__TASK BRIEF__:
Quote exactly and only this range of lines in the data below: the line that holds "--- a/lib/engine/step/g_18_co/takeover.rb" to the line that holds "source.corporate_share_holders.find do |c_s_h|", both included.

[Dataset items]
PR #2583, opened 2020-12-06
18CO Takeovers

ryandriskel:

If,​ ​at​ ​any​ ​time,​ ​a​ ​Corporation​ ​owns​ ​the​ ​President’s​ ​Certificate​ ​of​ ​another​ ​Corporation,​ ​the​ ​owning​ ​Corporation​ ​must​ ​take​ ​over​ ​the owned​ ​Corporation​ ​as​ ​follows:

- [x] Third-party shares on the owned Corporation charter are sold to the Market with no impact to share price. This money is placed in the owned Corporation Treasury.
- [x] Remove​ ​any​ ​owned​ ​Station​ ​Tokens​ ​in​ ​hexes​ ​containing​ ​the​ ​owning​ ​Corporation’s​ ​Station​ ​tokens.
- [x] Up​ ​to​ ​two​ ​owned​ ​Station​ ​Tokens​ ​on​ ​the​ ​board​ ​may​ ​be​ ​replaced​ ​with​ ​the​ ​owning​ ​Corporation’s​ ​Station​ ​Tokens​ ​at​ ​no​ ​cost. Use​ ​tokens​ ​from​ ​the​ ​right​ ​side​ ​of​ ​the​ ​Corporation​ ​Charter​ ​for​ ​this​ ​purpose.
- [x] The​ ​owning​ ​Corporation​ ​receives​ ​the​ ​Trains,​ ​Mine​ ​Tokens​ ​and​ ​Private​ ​Companies.
- [x] The​ ​owned​ ​Corporation’s​ ​Treasury,​ ​rounded​ ​down​ ​to​ ​the​ ​nearest​ ​$10,​ ​is​ ​paid​ ​out​ ​to​ ​the​ ​owned​ ​Corporation’s​ ​shareholders as​ ​if​ ​it​ ​were​ ​a​ ​dividend.​ ​Treasury​ ​money​ ​paid​ ​to​ ​shares​ ​in​ ​the​ ​Market​ ​is​ ​returned​ ​to​ ​the​ ​Bank.​ ​Any​ ​leftover​ ​treasury​ ​cash​ ​is transferred​ ​to​ ​the​ ​owning​ ​Corporation’s​ ​treasury.
- [x] The​ ​owning​ ​Corporation’s​ ​Train​ ​limit​ ​is​ ​increased​ ​by​ ​one.
- [x] Any​ ​excess​ ​trains​ ​are​ ​discarded​ ​to​ ​the​ ​Market​ ​down​ ​to​ ​the​ ​new​ ​limit.
- [x]  The​ ​owned​ ​Corporation​ ​is​ ​closed.​ ​Remove​ ​its​ ​Shares,​ ​Stock​ ​Token,​ ​any​ ​remaining​ ​Station​ ​Tokens​ ​and​ ​any​ ​previously​ ​taken​ ​over Charters​ ​underneath​ ​the​ ​owned​ ​Corporation’s​ ​charter​ ​from​ ​the​ ​game.

### Implementation Notes

TBD

### In Action

Most of the Takeover is automated. The only player choice is which of up to 2 tokens to swap to the new corporation.
Screen Shot 2020-12-06 at 3 18 07 PM

Showing the DPAC Denver redundant token was removed, and the remaining DPAC token hex is highlighted.
Screen Shot 2020-12-06 at 3 18 33 PM

The DPAC token was replaced with a DSNG token. Since no further DPAC tokens remained on the board, the Takeover step ended.
Screen Shot 2020-12-06 at 3 19 45 PM

DSNG has 5 trains, legal with the +1 ability from the takeover. The ability is also shown on the card.
Screen Shot 2020-12-06 at 3 16 41 PM

### DIFF
--- a/assets/app/view/game/part/city_slot.rb
+++ b/assets/app/view/game/part/city_slot.rb
@@ -76,15 +76,23 @@ module View
           h(:text, { attrs: attrs }, text)
         end
 
+        def cheater_token(entity)
+          token_abilities = entity.abilities(:token)
+          return nil if token_abilities.empty?
+
+          token_abilities&.cheater
+        end
+
         def on_click(event)
           return if @tile_selector&.is_a?(Lib::TileSelector)
 
           step = @game.round.active_step(@selected_company)
           entity = @selected_company || step.current_entity
           actions = step.actions(entity)
+
           return if (%w[remove_token place_token] & actions).empty?
-          return if @token && !step.can_replace_token?(entity, @token) &&
-                    !(cheater = entity.abilities(:token)&.cheater)
+
+          return if @token && !step.can_replace_token?(entity, @token) && !(cheater = cheater_token(entity))
 
           event.JS.stopPropagation
 
--- a/assets/app/view/game/part/city_slot.rb
+++ b/assets/app/view/game/part/city_slot.rb
@@ -76,23 +76,15 @@ module View
           h(:text, { attrs: attrs }, text)
         end
 
-        def cheater_token(entity)
-          token_abilities = entity.abilities(:token)
-          return nil if token_abilities.empty?
-
-          token_abilities&.cheater
-        end
-
         def on_click(event)
           return if @tile_selector&.is_a?(Lib::TileSelector)
 
           step = @game.round.active_step(@selected_company)
           entity = @selected_company || step.current_entity
           actions = step.actions(entity)
-
           return if (%w[remove_token place_token] & actions).empty?
-
-          return if @token && !step.can_replace_token?(entity, @token) && !(cheater = cheater_token(entity))
+          return if @token && !step.can_replace_token?(entity, @token) &&
+                    !(cheater = entity.abilities(:token)&.cheater)
 
           event.JS.stopPropagation
 
--- a/lib/engine/step/g_18_co/takeover.rb
+++ b/lib/engine/step/g_18_co/takeover.rb
@@ -23,7 +23,7 @@ module Engine
         end
 
         def active?
-          takeover_in_progress?
+          takeover_in_progress
         end
 
         def current_entity
@@ -84,29 +84,28 @@ module Engine
 
           return if place_count.positive? &&
             taken_entity.placed_tokens.any? &&
-            current_entity.unplaced_tokens.empty?
+            current_entity.unplaced_tokens.any?
 
           close_corporation(taken_entity)
         end
 
-        def takeover_in_progress?
+        def takeover_in_progress
           return true unless current_entity.nil?
 
-          @game.corporations.find do |source|
-            next if source.nil?
-            next unless source.floated?
-
-            takeover_corporation?(source)
+          @game.corporations.dup.find do |source|
+            source == takeover_corporation(source)
           end
         end
 
-        def takeover_corporation?(source)
+        def takeover_corporation(source)
+          return unless source.floated?
+
           president_share_count = source.owner.num_shares_of(source)
           source.corporate_share_holders.find do |c_s_h|
             corporation, corporate_share_percent = c_s_h
             next unless president_share_count < (corporate_share_percent / source.share_percent)
 
-            execute(source, corporation)
+            source == execute(source, corporation)
           end
         end
 
@@ -139,8 +138,7 @@ module Engine
             .map { |key, vals| [key, vals.size] }
 
           cash = {}
-          # must use while as shares array is modified by transfer
-          while (share = source.corporate_shares.first)
+          source.corporate_shares.dup.each do |share|
             @game.bank.spend(share.price, source)
             cash[share.corporation] =
               cash[share.corporation].nil? ? share.price : cash[share.corporation] + share.price
@@ -201,7 +199,7 @@ module Engine
         # Treasury money paid to shares in the Market is returned to the Bank.
         # Any leftover treasury cash is transferred to the owning Corporation's treasury.
         def distribute_treasury(source, destination)
-          payout = (source.cash.to_f / 10).floor.to_i
+          payout = (source.cash.to_f / 10).floor
 
           payout_shareholders(source, payout)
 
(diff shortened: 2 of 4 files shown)


assets/app/view/game/part/city_slot.rb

__EXERCISE RESPONSE__:
--- a/lib/engine/step/g_18_co/takeover.rb
+++ b/lib/engine/step/g_18_co/takeover.rb
@@ -23,7 +23,7 @@ module Engine
         end
 
         def active?
-          takeover_in_progress?
+          takeover_in_progress
         end
 
         def current_entity
@@ -84,29 +84,28 @@ module Engine
 
           return if place_count.positive? &&
             taken_entity.placed_tokens.any? &&
-            current_entity.unplaced_tokens.empty?
+            current_entity.unplaced_tokens.any?
 
           close_corporation(taken_entity)
         end
 
-        def takeover_in_progress?
+        def takeover_in_progress
           return true unless current_entity.nil?
 
-          @game.corporations.find do |source|
-            next if source.nil?
-            next unless source.floated?
-
-            takeover_corporation?(source)
+          @game.corporations.dup.find do |source|
+            source == takeover_corporation(source)
           end
         end
 
-        def takeover_corporation?(source)
+        def takeover_corporation(source)
+          return unless source.floated?
+
           president_share_count = source.owner.num_shares_of(source)
           source.corporate_share_holders.find do |c_s_h|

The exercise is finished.